Quasi un milione di ettari sono stati protetti dal governo brasiliano in un’area non
troppo a rischio della foresta amazzonica. I due parchi si trovano
nella municipalità di Maués, nello stato di Amazonas.
Il parco di Parauarí copre una superficie di 472mila ettari,
mentre quello di Urupadí ne protegge 480mila.
Anche se l’area protetta è distante dalle zone
più a rischio deforestazione, si tratta comunque di un passo
importante perché mette al riparo da eventuali forme di
sfruttamento una regione che ospita un tasso di biodiversità
molto alto e che finora non aveva uno status legale definito.

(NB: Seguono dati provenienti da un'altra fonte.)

PR #241, opened 2026-07-22
Add support for multiple columns interpolation

ph-kev:
This is building on top of https://github.com/CliMA/ClimaCore.jl/pull/2525 which add support for spaces with multiple columns. To complete https://github.com/CliMA/ClimaLand.jl/issues/1723, this PR adds support for loading data from datasets which each dataset represents a single column. In addition to this, regridding along the vertical direction for this kind of data is also added in this PR. Note that for ClimaLand, the forcing data for the single column runs is only on the surface which means that no interpolation is done and only a memcopy is done. An example of this working in ClimaLand can be found [here](https://github.com/CliMA/ClimaLand.jl/tree/kp/multi-cols) (note that most of the code there is generated by LLM and it is more of a proof of concept than something that is ready to be merge).

Note that most of the code generated in this PR is done by LLM and verified by me.

# Design Notes

Here's a list of brief design considerations and notes for each struct.

## `ColumnRegridder`

This is needed since `InterpolationsRegridder` can't handle regridding non-gridded source data. Note that you can still use `InterpolationRegridder` with the new spaces since all the ClimaCore spaces are non-gridded. 

## `DataSource` 
This struct exists to simplify the logic of the input arguments to MultiColumnNCFileReader. Otherwise, this would be a vector of vectors of vector of vectors of datasets representing columns. The each level of the vectors correspond to time concatenation of datasets, different variables, and different columns.

This is also needed to support time preprocessing which is not currently available. For ClimaLand, each column has its own UTC offset, so a single time preprocessing function can't be used here. It must be done for each column.

One thing that isn't done is storing the dimension values which I am not sure if it should be added or not.

In the future, this can be used to support other types of datasets (not just NetCDF files) but would require a bit more functionality such as opening and closing datasets. Also, `DataSource` can also be used in the `NCFileReader` but it is not done in this PR to avoid more changes.

## `MultiColumnNCFileReader`
 
The different requirements than the `NCFileReader` with the kind of checks that we need to do and the reading of files is slightly different. I don't think it is possible to adapt `NCFileReader` to make it work with the kind of data that we are handling.

## `MultiColumnDataHandler`

The fields of this struct are identical to the `DataHandler`. One way to avoid code duplication is to use a trait system (`e.g. `Column` vs `Gridded`). Multiple dispatch can't be used here since the current list of arguments doesn't give anything to dispatch off of.

This struct should be able to support spaces that have a single column, but it does not right now to simplify the code that need to be written.

## Other considerations

I haven't benchmark this code against the existing code, but I suspected that reading from N datasets can be slow. It might be worth looking into a ring buffer instead of a LRU cache and make the cache size big enough to store all the data of the datasets before the simulation began.

# Questions

1. Columns are chosen at the level of the `MultiColumnDataHandler`. I am not sure if this is the best place to do this kind of thing or if the feature should be added. It introduces a lot of complexity to the code, since we need to open the datasets and look for this kind of information (although this can be done when making the `DataSource` objects). In addition, it imposes a requirement that datasets have that information which I am not sure that all datasets have. However, it does make it convenient for the users and remove possible user errors if the users didn't list the columns in the right order. 
2. Are there datasets that don't have a longitude and latitude directions supported? Is this something we need to support if this will be used in ClimaAtmos single column runs? Maybe there need to be a feature to disable this check?

# TODO

- [ ] User facing documentation for all structs
- [x] Check GPU compatibility

### DIFF
--- a/ext/ClimaUtilitiesClimaCoreClimaInterpolationsExt.jl
+++ b/ext/ClimaUtilitiesClimaCoreClimaInterpolationsExt.jl
@@ -1,0 +1,5 @@
+module ClimaUtilitiesClimaCoreClimaInterpolationsExt
+
+include("ColumnRegridderExt.jl")
+
+end
--- a/ext/ColumnRegridderExt.jl
+++ b/ext/ColumnRegridderExt.jl
@@ -1,0 +1,236 @@
+module ColumnRegridderExt
+
+import ClimaInterpolations
+
+import ClimaCore
+import ClimaComms
+
+import ClimaUtilities.Regridders
+
+"""
+    ColumnRegridder
+
+A regridder that interpolates data on each column's vertical levels onto the
+vertical levels of `target_space`, using `ClimaInterpolations.jl`. If there are
+no vertical levels, then no vertical interpolation is done.
+
+Unlike `InterpolationsRegridder`, this does no horizontal interpolation. The
+columns are assumed to already be aligned with the target space's columns.
+"""
+struct ColumnRegridder{
+    SPACE <: ClimaCore.Spaces.AbstractSpace,
+    OR,
+    EX,
+    SRC <: AbstractArray,
+    TARGET <: AbstractArray,
+    SCR <: Union{AbstractArray, Nothing},
+} <: Regridders.AbstractRegridder
+    """ClimaCore space to interpolate onto."""
+    target_space::SPACE
+
+    """Interpolation order (e.g.
+    `ClimaInterpolations.Interpolation1D.Linear()`)."""
+    order::OR
+
+    """Extrapolation condition (e.g.
+    `ClimaInterpolations.Interpolation1D.Flat()`)."""
+    extrapolate::EX
+
+    """Source vertical levels whose size is `n_source_levels` x `n_columns`.
+    Empty when there is no vertical dimension."""
+    src_vertical_levels::SRC
+
+    """Vertical levels of the target space. Empty when there is no vertical
+    dimension."""
+    target_vertical_levels::TARGET
+
+    """Whether the data passed to `regrid` must be reversed along the vertical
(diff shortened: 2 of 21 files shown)


ext/ClimaUtilitiesClimaCoreClimaInterpolationsExt.jl
nefrathenrici, line 1: Is there a reason we shouldn't just make ClimaInterpolations a full dependency? It's a pretty lightweight package.

ext/ColumnRegridderExt.jl
```diff
@@ -0,0 +1,236 @@
...
+"""
+function Regridders.regrid(regridder::ColumnRegridder, data)
+    AT = ClimaComms.array_type(regridder.target_space)
+
+    field = zeros(regridder.target_space)
+    target_array = ClimaCore.Fields.field2array(field)
+
+    # This can happen with surface data (e.g. LAI data in ClimaLand)
+    if isempty(regridder.src_vertical_levels)
+        copyto!(target_array, vec(data))
```
nefrathenrici, line 212: This should include a size check as is done elsewhere in this function, since if `length(src) < length(dest)` it will leave zeros/existing data in the dest.

ext/DataSourceExt.jl
```diff
@@ -0,0 +1,200 @@
+module DataSourceExt
+
+import ClimaUtilities.FileReaders
+
+import Dates
+import NCDatasets
+
+include("nc_common.jl")
```
nefrathenrici, line 8: This is now called three times in the package, maybe this should be made a module?

nefrathenrici (commented):
Looks good, this is a big PR so I only gave partial review. I'll take a closer look tomorrow.

nefrathenrici (approved):
LGTM, I didn't find any other clear bugs in my second review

Sempre secondo il governo guidato dalla presidente Dilma
Rousseff, in Brasile
ci sono ancora 59 milioni di ettari di terreno senza alcuno status
giuridico, di questi 39 milioni sono coperti da foreste. Parte dei
ministri spinge per ridurre ulteriormente la deforestazione,
già
in calo negli ultimi anni, e migliorare i criteri di
sfruttamento del suolo. I proprietari di terreni oggi sono
obbligati a registrare le proprietà se vogliono ricevere
aiuti economici dalle banche statali. In questo modo il governo
pensa di avere maggiore controllo e di poter identificare
chiaramente le aree soggette a deforestazione illegale, anche
utilizzando sistemi di monitoraggio satellitari.
Dal 2000 il Brasile
ha aumentato la rete di aree protette, soprattutto nello stato di
Amazonas. Oggi circa 2,2 milioni di chilometri quadrati di
Amazzonia sono in qualche modo protetti, la metà è
popolata dalle tribù indigene. Cifre che fanno del paese
sudamericano quello con la più vasta superficie di terra
protetta al mondo.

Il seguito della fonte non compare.